Check the logs and reports generated from the backup software at the very least once a week. Ideally, this should be done daily. This will help identify any files the backup software is having trouble backing up. It will also let you know the success and failure rate of the entire backup. For example, if you are using a cloud based backup solution and your ISP is down, the backup will fail because it can not contact the data center where your backup is stored.

Test restores should also be preformed at least once a quarter. Randomly choose some data from your backup set and restore it to a test folder on the device you are backing up. Ensure that all of files that should be present are present and that the files can be opened and are populated with the correct information. Doing test restores ensures that your data is successfully being backed-up and is accessible.

Business Continuity Planning

Backing up your data is the first step is a business continuity plan. Following the next steps should help mitigate any issues faced when trying to recover from a disaster. All critical people within your organization should have a copy of this plan.

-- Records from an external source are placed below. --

PR #4091, opened 2022-05-25
feat: Add pagination functionality to myCollectionConnection

olerichter00:
## Description

This change is needed to make pagination for My Collection work in Force. I just used the same helper we already [use for saved artworks](https://github.com/artsy/metaphysics/blob/0f90d50899db09d0ca63f584b0a5c3c01d438e2a/src/schema/v2/me/savedArtworks.ts#L76).

### DIFF
--- a/_schemaV2.graphql
+++ b/_schemaV2.graphql
@@ -9557,6 +9557,8 @@ type Me implements Node {
     excludePurchasedArtworks: Boolean = false
     first: Int
     last: Int
+    page: Int
+    size: Int
     sort: MyCollectionArtworkSorts
   ): MyCollectionConnection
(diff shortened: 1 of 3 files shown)


MounirDhahri (commented):
@olerichter00 this looks good to me, I only have one question before approving. This won't break any existing functionality on Eigen right?

olerichter00:
Exactly, this should break pagination in Eigen. I'll double-check after this is deployed on staging 🤞

olerichter00:
My mistake. I meant: This should **not** break Eigen :)

MounirDhahri:
ah cool 👍

PR #4095, opened 2022-05-26
feat: Extract ipbase loader GRO-1047

jonallured:
This PR refactors how we make our api calls for ip lookup. We were using node fetch before which means we didn't get the advantages of the data loader pattern including caching!

So I followed the example of the Greenhouse loaders and now when a request for a given ip address comes through it'll be cached for...well it'll be cached. 😉 

https://artsyproduct.atlassian.net/browse/GRO-1047

/cc @artsy/grow-devs


damassi (dismissed):
This looks good! One follow-up would be ensuring that the memcached TTL is long enough for our needs (in this instance).

jonallured:
Ok after some pondering I was able to see that I could add an ENV var for ipbase so that the TTL on the cache can be really long. These things don't really change that much.

Set in both staging and production:

```
$ MS_IN_DAY=$(expr 60 \* 60 \* 24 \* 1000)
$ hokusai staging env set IPBASE_REQUEST_THROTTLE_MS=$MS_IN_DAY
$ hokusai production env set IPBASE_REQUEST_THROTTLE_MS=$MS_IN_DAY
```

damassi (approved):

PR #4100, opened 2022-05-31
chore(video): add mute query param to video urls

laurabeth:
Requested during initial video QA. Adding query to vimeo url to fetch muted videos.


damassi (approved):

dzucconi (approved):
Is fine. Alternatively you can expose this over an arg (which is what we'll want to do if this becomes an actual feature)

PR #4103, opened 2022-05-31
fix(requestlocation): includes id and cached fields

dzucconi:
OK this was a bit confusing but:
* Adds an `id` field that's just the base64 encoded IP address so that Relay can throw it in the cache store
* Exposes the `cached` field (and updates the corresponding type)

### DIFF
--- a/src/schema/v2/requestLocation.ts
+++ b/src/schema/v2/requestLocation.ts
@@ -1,11 +1,14 @@
 import {
   GraphQLFieldConfig,
+  GraphQLID,
   GraphQLNonNull,
   GraphQLObjectType,
   GraphQLString,
 } from "graphql"
 import { ResolverContext } from "types/graphql"
+import cached from "schema/v2/fields/cached"
 import config from "config"
+import { base64 } from "lib/base64"
 
 const logRateHeaders = (headers) => {
   const headerKeys = [...Object.keys(headers)]
@@ -20,6 +23,8 @@ const logRateHeaders = (headers) => {
 export const RequestLocationType = new GraphQLObjectType<any, ResolverContext>({
   name: "RequestLocation",
   fields: () => ({
+    cached,
+    id: { type: new GraphQLNonNull(GraphQLID) },
     country: { type: GraphQLString },
     countryCode: { type: GraphQLString },
   }),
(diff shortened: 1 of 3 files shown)


src/schema/v2/requestLocation.ts
```diff
@@ -34,14 +39,16 @@ export const RequestLocationField: GraphQLFieldConfig<void, ResolverContext> = {
     },
   },
   resolve: async (_root, args, { requestLocationLoader }) => {
-    const { body, headers } = await requestLocationLoader({ ip: args.ip })
+    const { body, headers, cached } = await requestLocationLoader({
```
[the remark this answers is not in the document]
dzucconi: I only know it was there because I had initially included it on all requests to ease debugging when I first built MP :)

https://github.com/artsy/metaphysics/blob/048107b32ec677e7922422f84d6dab74de00d49a/src/lib/cache.ts#L143-L149

src/schema/v2/requestLocation.ts
```diff
@@ -20,6 +23,8 @@ const logRateHeaders = (headers) => {
 export const RequestLocationType = new GraphQLObjectType<any, ResolverContext>({
   name: "RequestLocation",
   fields: () => ({
+    cached,
+    id: { type: new GraphQLNonNull(GraphQLID) },
```
damassi, line 27: @dzucconi - i just ran into this when using the fragment spread technique for updating a view post mutation and would have had no clue how to achieve had this PR not been opened the other day... How did you know to do this? Like are there some docs we could point at somewhere?

dzucconi: I guess there's this: https://relay.dev/docs/principles-and-architecture/thinking-in-graphql/#caching-a-graph

I actually thought that Relay was using `${_typename}:${id}` like Apollo but instead it relies on globally unique IDs. Which means we should actually use this instead of just base64 encoding the IP address: https://github.com/artsy/metaphysics/blob/0e7202ed5899e9dee465ddded88950138ee7e5f3/src/schema/v2/object_identification.ts#L166-L178

damassi: nice, ty 👍

PR #4134, opened 2022-06-10
feat(admin): Add unleash feature flag support 

damassi:
This adds support for our Feature Flag management service [Unleash](https://www.getunleash.io/) to Force. 

See the API docs here: 
- https://docs.getunleash.io/api/admin/feature-toggles-v2

Related: 
- https://github.com/artsy/forque/pull/206 

Update ENV vars:
- [x] Set `UNLEASH_ADMIN_TOKEN` on staging 
- [x] Set `UNLEASH_ADMIN_TOKEN` on prod  

## Query 

```graphql
{
  admin {
    featureFlags {
      name
      description
      createdAt(format: "MMM DD, YYYY")
      type
      stale
      impressionData
      environments {
        enabled
        name
      }
      variants {
        name
        stickiness
        weight
        weightType
      }
    }
  }
}
```

#### Create a Feature Flag 

```graphql
mutation {
  adminCreateFeatureFlag(input:{
    name:"my-feature-flag",
    description:"some description",
    impressionData:true,
    type:RELEASE,
    strategy:{
      strategyType: FLEXIBLE_ROLLOUT,
      rollOut:100
    }
    variants:[{
      name: "control",
      weight: 200
      weightType:VARIABLE
    }, {
      name: "experiment",
      weight:500,
      weightType:VARIABLE
    }]
  }) {
    featureFlag {
      name
      enabled
      description
      impressionData
      type
      variants {
        name
        stickiness
        weight
        weightType
      }
    }
  }
}
```

### Delete Feature Flag 

```graphql 
mutation {
  adminDeleteFeatureFlag(input: {name:"my-feature-flag"}) {
    success
  }
}
```

### Toggle Feature Flag 

```graphql 
mutation {
  adminToggleFeatureFlag(input: {
    name: "my-feature-flag", 
    enabled: true, 
    environment: PRODUCTION
  }) {
    featureFlags {
      name
      environments {
        enabled
        name
      }
      stale
      enabled
    }
  }
}
```

#### Update Feature Flag

> ⚠️ Updating has limited support and does not cover variants. (We currently link directly out to Unleash for edits.) 

```graphql
mutation {
  adminUpdateFeatureFlag(input:{
    name:"my-feature-flag", 
    description:"updated description"
  }) {
    featureFlag {
      name
    }
  }
}
```


src/lib/apis/fetch.ts
```diff
@@ -20,9 +20,26 @@ export const constructUrlAndParams = (method, url): URLAndRequestBodyParams => {
...
+        .every((key) => !Number.isNaN(key) && typeof key === "number")
+
+      if (isArray) {
+        const arrayParams = Object.entries(parsedParams).map(
+          ([_, entry]) => entry
+        )
+        body = arrayParams
+      } else {
+        body = parsedParams
+      }
```
damassi, line 40: Example of issue: 

```tsx
const dataToSend = ["a", "b"]
fetch(..., dataToSend) 
```

src/lib/loaders/loaders_with_authentication/unleash.ts
```diff
@@ -0,0 +1,66 @@
...
+
+export const unleashLoaders = (accessToken, opts) => {
+  const accessTokenLoader = () => Promise.resolve(accessToken)
+  const { unleashLoaderWithAuthenticationFactory } = factories(opts)
+
+  const unleashLoader = unleashLoaderWithAuthenticationFactory(
+    accessTokenLoader
+  )
+
+  // TODO: Check for admin role on me before executing loader
```
damassi, line 11: Waiting for @joeyAghion to get back with a role to guard on.

src/schema/v2/admin/mutations/createFeatureFlagMutation.ts
```diff
@@ -0,0 +1,167 @@
...
+  GraphQLInt,
+  GraphQLEnumType,
+  GraphQLNonNull,
+} from "graphql"
+import { mutationWithClientMutationId } from "graphql-relay"
+import { omit } from "lodash"
+import { ResolverContext } from "types/graphql"
+import { FeatureFlags, FeatureFlagType } from "../featureFlags"
+
+export const FeatureFlagInputFields = {
```
damassi, line 15: Pulled this out for now as we can share it for Update (if we decide to add that directly into Forque; not sure its necessary since there's links out to Unleash)

src/lib/apis/fetch.ts
damassi: I can also pull this out into a separate PR.

src/schema/v2/admin/featureFlags.ts
```diff
@@ -0,0 +1,141 @@
...
+
+export const FeatureFlagType = new GraphQLObjectType<any, ResolverContext>({
+  name: "FeatureFlag",
+  fields: {
+    id: {
+      type: new GraphQLNonNull(GraphQLID),
+      resolve: (data) => {
+        return base64(data.name)
+      },
+    },
```
damassi, line 25: Relay [GlobalID cache support](https://relay.dev/graphql/objectidentification.htm)

dzucconi: Maybe augment the object with `id` in the resolver and then just use the global ID field? https://github.com/artsy/metaphysics/blob/ca3ca865c173d956c551a60db9d70d371c75cd9e/src/schema/v2/object_identification.ts#L166-L178

src/schema/v2/admin/featureFlags.ts
```diff
@@ -0,0 +1,131 @@
...
+          name: "FeatureFlagEnvironments",
+          fields: {
+            name: {
+              type: GraphQLString,
+            },
+            displayName: {
+              type: GraphQLString,
+            },
+            enabled: {
+              type: GraphQLBoolean,
```
dzucconi, line 41: Lists + their members should always be non-nullable.
Booleans should always be non-nullable.
And I'd check to see if name and displayName can be too?

src/schema/v2/admin/featureFlags.ts
```diff
@@ -0,0 +1,131 @@
...
+            },
+          },
+        })
+      ),
+    },
+    type: {
+      type: GraphQLString,
+    },
+    variants: {
+      type: new GraphQLList(
```
dzucconi, line 51: `new GraphQLNonNull(new GraphQLList(new GraphQLNonNull(WhateverType)))`

src/schema/v2/admin/mutations/createFeatureFlagMutation.ts
```diff
@@ -0,0 +1,167 @@
...
+          },
+        },
+      })
+    ),
+  },
+}
+
+export const createFeatureFlagMutation = mutationWithClientMutationId<
+  any,
+  any,
```
dzucconi, line 104: I generally will throw types into https://quicktype.io/

dzucconi (dismissed):
LGTM; though I'd see what I could make non-nullable, throughout.

src/lib/apis/fetch.ts
```diff
@@ -20,9 +20,26 @@ export const constructUrlAndParams = (method, url): URLAndRequestBodyParams => {
   if (method === "PUT" || method === "POST" || method === "DELETE") {
     const [path, queryParams] = url.split("?")
     const parsedParams = parse(queryParams)
+    let body
 
     if (isExisty(parsedParams)) {
-      opts.body = parsedParams
+      // If the query params are formatted in a 0, 1, 2 way we know it's an array
+      // disguised as an object. Convert it back to an array.
+      // TODO: Extract this into own PR and write a test
```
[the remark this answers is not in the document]
damassi: Will triple check, but `stringify` will always convert to an object; the various settings deal with arrays nested within the object.

src/schema/v2/admin/featureFlags.ts
damassi: For real 😅 ?

dzucconi: Yeah: if it's an empty array; that's still technically a non-null array of non-null members. It should never be `null` or `[null]`.

src/lib/apis/fetch.ts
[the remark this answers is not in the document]
dzucconi: This sounds like a bug in qs then? What's the query string look like?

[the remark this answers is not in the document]
damassi: - Given `["foo", "bar"]
- `qs.stringify`, which [expects an object](https://github.com/ljharb/qs#stringifying), will transform this into `0=foo&1=bar`
- which then parses into `{ 0: "foo", 1: "bar" }`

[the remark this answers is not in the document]
damassi: Doesn't look like it, because this was clearly a bug! There's no way we could have gone from `0=foo&1=bar&2=baz` to a successful POST or PUT to an endpoint that is expecting an array.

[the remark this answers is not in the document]
dzucconi: Why would we pass a bare array as a query string (inherently an object representation), ever?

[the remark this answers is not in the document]
damassi: This is how we [get data back and forth](https://github.com/artsy/metaphysics/blob/main/src/lib/loaders/api/loader_interface.ts#L21-L23) between our api-constructed loader endpoints and our underlying `fetch` wrapper. Whether or not this is correct is another matter.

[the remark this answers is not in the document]
dzucconi: I guess I don't see how that would ever result in us serializing a bare array onto the query string or why we would have any services that would expect that? What bug is this actually fixing?

src/schema/v2/admin/mutations/createFeatureFlagMutation.ts
damassi: done

src/lib/apis/fetch.ts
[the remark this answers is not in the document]
dzucconi: But, in that case though it'd never be a query string since it's a PUT, it can just be the body.

damassi:
Going to merge and can follow up with any other feedback tomorrow 👍

PR #7032, opened 2025-08-21
feat: Thread through support for batch editing of international shipping fee

jpotts244:
Adds support for `internationalShippingFeeCents` in the batch update flows

Associated gravity changes here: https://github.com/artsy/gravity/pull/19285

cc @artsy/amber-devs


olerichter00 (approved):
🌟 🌟 🌟

PR #7037, opened 2025-08-22
fix: param/body construction on createNewGeminiAssetLoader

dblandin:
We were passing acl as an query param on the URL path but also providing acl in the request body.

This commit is focused on fixing this one instance but it's possible that an [earlier PR][#7002] to fix array serialization in mutations and POST request bodies introduced incompatibility with combining both query params in the URL path and a request body at the same time.

[#7002]: https://github.com/artsy/metaphysics/pull/7002

cc/ @joeyAghion

### DIFF
--- a/src/lib/loaders/loaders_without_authentication/gemini.ts
+++ b/src/lib/loaders/loaders_without_authentication/gemini.ts
@@ -11,7 +11,7 @@ export default () => ({
   // The outer function is so that we can pass params from the schema,
   // into the gemini api options.
   createNewGeminiAssetLoader: ({ name, acl }) =>
-    geminiUncachedLoader(`uploads/new.json?acl=${acl}`, {
+    geminiUncachedLoader("uploads/new.json", {
       acl,
       headers: {
         Authorization: "Basic " + toBase64(name + ":"),


damassi:
@dblandin 

> it's possible that an https://github.com/artsy/metaphysics/pull/7002 to fix array serialization in mutations and POST request bodies introduced incompatibility with combining both query params in the URL path and a request body at the same time

Can you verify this in a test?

dblandin:
> Can you verify this in a test?

@damassi Yep – will tag you in the PR.

dblandin:
I won't have time to get to the spec today but if helpful, you can easily reproduce the expected vs problematic response with the following GraphQL mutation:

```graphql
mutation {
  requestCredentialsForAssetUpload(
    input: { acl: "private", name: "convection-staging" }
  ) {
    asset {
      policyDocument {
        conditions {
          acl
        }
      }
    }
  }
}
```

You'll receive a mismatched `public-read` ACL before this fix and the expected `private` ACL now. Will pick up this spec (and any other desired changes to the fetch / request logic) on Monday.

damassi:
Yah this totally makes sense. We were hand coding the args vs using the normal object flow to and it sent things a bit haywire.

PR #7043, opened 2025-08-25
fix: updated price visibility implementation in bulk update mutation to align with backend

lilyfromseattle:
I didn't look closely enough at Lidi's gravity PR and instead followed the existing pattern for single artworks which ended up not working for exact price when I tried hooking up the front end. Fixing now.

### DIFF
--- a/src/schema/v2/partner/BulkOperation/bulkUpdateArtworksMetadataMutation.ts
+++ b/src/schema/v2/partner/BulkOperation/bulkUpdateArtworksMetadataMutation.ts
@@ -35,6 +35,7 @@ interface Input {
     coaByGallery?: boolean
     coaByAuthenticatingBody?: boolean
     conditionDescription?: string
+    displayPriceRange?: boolean
     domesticShippingFeeCents?: number
     ecommerce: boolean
     exactPrice?: boolean
@@ -46,7 +47,6 @@ interface Input {
     medium?: string
     offer: boolean
     priceAdjustment?: number
-    displayPriceRange?: boolean
     priceHidden?: boolean
     priceListed?: number
     provenance?: string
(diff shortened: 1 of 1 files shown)


olerichter00 (approved):
🌟

src/schema/v2/partner/BulkOperation/bulkUpdateArtworksMetadataMutation.ts
```diff
@@ -45,6 +45,7 @@ interface Input {
     medium?: string
     offer: boolean
     priceAdjustment?: number
+    displayPriceRange?: boolean
```
lidimayra: Minor: could we keep this one on the same line it was placed before these changes? It was easier to spot it when alphabetically sorted.

src/schema/v2/partner/BulkOperation/bulkUpdateArtworksMetadataMutation.ts
```diff
@@ -141,13 +142,17 @@ const BulkUpdateArtworksMetadataInput = new GraphQLInputObjectType({
...
+      description: "Set artwork price visibility to price range",
     },
     priceHidden: {
       type: GraphQLBoolean,
-      description: "Show/Hide the price of an artwork",
+      description: "Set artwork price visibility to price on request",
+    },
+    priceListed: {
+      type: GraphQLFloat,
+      description: "The price for the artworks",
```
lidimayra: Same here, can we keep the alphabetical sorting we had before these changes?

src/schema/v2/partner/BulkOperation/bulkUpdateArtworksMetadataMutation.ts
```diff
@@ -301,6 +306,7 @@ export const bulkUpdateArtworksMetadataMutation = mutationWithClientMutationId<
         medium: metadata.medium,
         offer: metadata.offer,
         price_adjustment: metadata.priceAdjustment,
+        display_price_range: metadata.displayPriceRange,
```
lidimayra, line 314: would also be nice to keep this one where it was before (line 292)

  1. Identify: Identify the immediate needs of your organization. This can be anything from getting your computer systems running again to finding new trucks to make deliveries. Without identifying what is needed right after a disaster, it is impossible to create any procedures to ensure things run smoothly during and after a disaster.
  2. Documentation: Document items such as key personnel, system passwords, inventory counts, backup providers. Without the proper documentation, it may be impossible to piece together your computer network after a disaster strikes.
  3. Back Up: Backup all of your critical data. Identify the data that is required for your business to operate and back it up using one of the methodologies discussed in this article series. All the planning in the world can not prevent against hardware failure and data loss.
  4. How-To: It should include step-by-step instructions on what to do, who should do it, and how. List each responsibility and write down the name of the person assigned to it. That way, if you want to know “who is supposed to call the insurance company?” you can look up “Insurance”.
  5. Test: Just as you need to test your backup to ensure that your data is being properly backed-up, test your business continuity procedure. Run through a mock disaster to ensure that all of the required information is present. This plan should be tested at least annually. Pick a day and let everyone know what is going to happen then act as though your office building has been destroyed.
  6. Update: As your business grows or changes, do not forget to update this plan. Your business continuity plan is not set it stone. You should think of it as a living, breathing document. If a disaster does occur and your business continuity plan is out-of-date, it can impact the amount of time it takes you to get back up and running.

Conclusion

Through the three parts of this disaster series, we have been introduced to different backup methodologies, discussed the pros and cons of each method, laid the ground work on how to choose the correct backup method for your organization, and put together a document on how to plan for a disaster. If only one thing is taken away from this series it should be this; backup, backup, backup. Backing up your data is one of the most important things that any business owner can do. The bottom line, you can never have enough backup. Although it may seem expensive, backing up your business critical data and making sure that the data is properly backed up and stored on a regular basis, is much cheaper than having to re-start your business from scratch.

Ultimately you are not in this alone, hire the help of an IT firm or consultant. There are more than enough horror stories of business owners thinking their data is safe when it was not. Do not become a statistic. You have enough to do to keep your company moving forward. Focus on what you do best and let the IT pros do what they do best.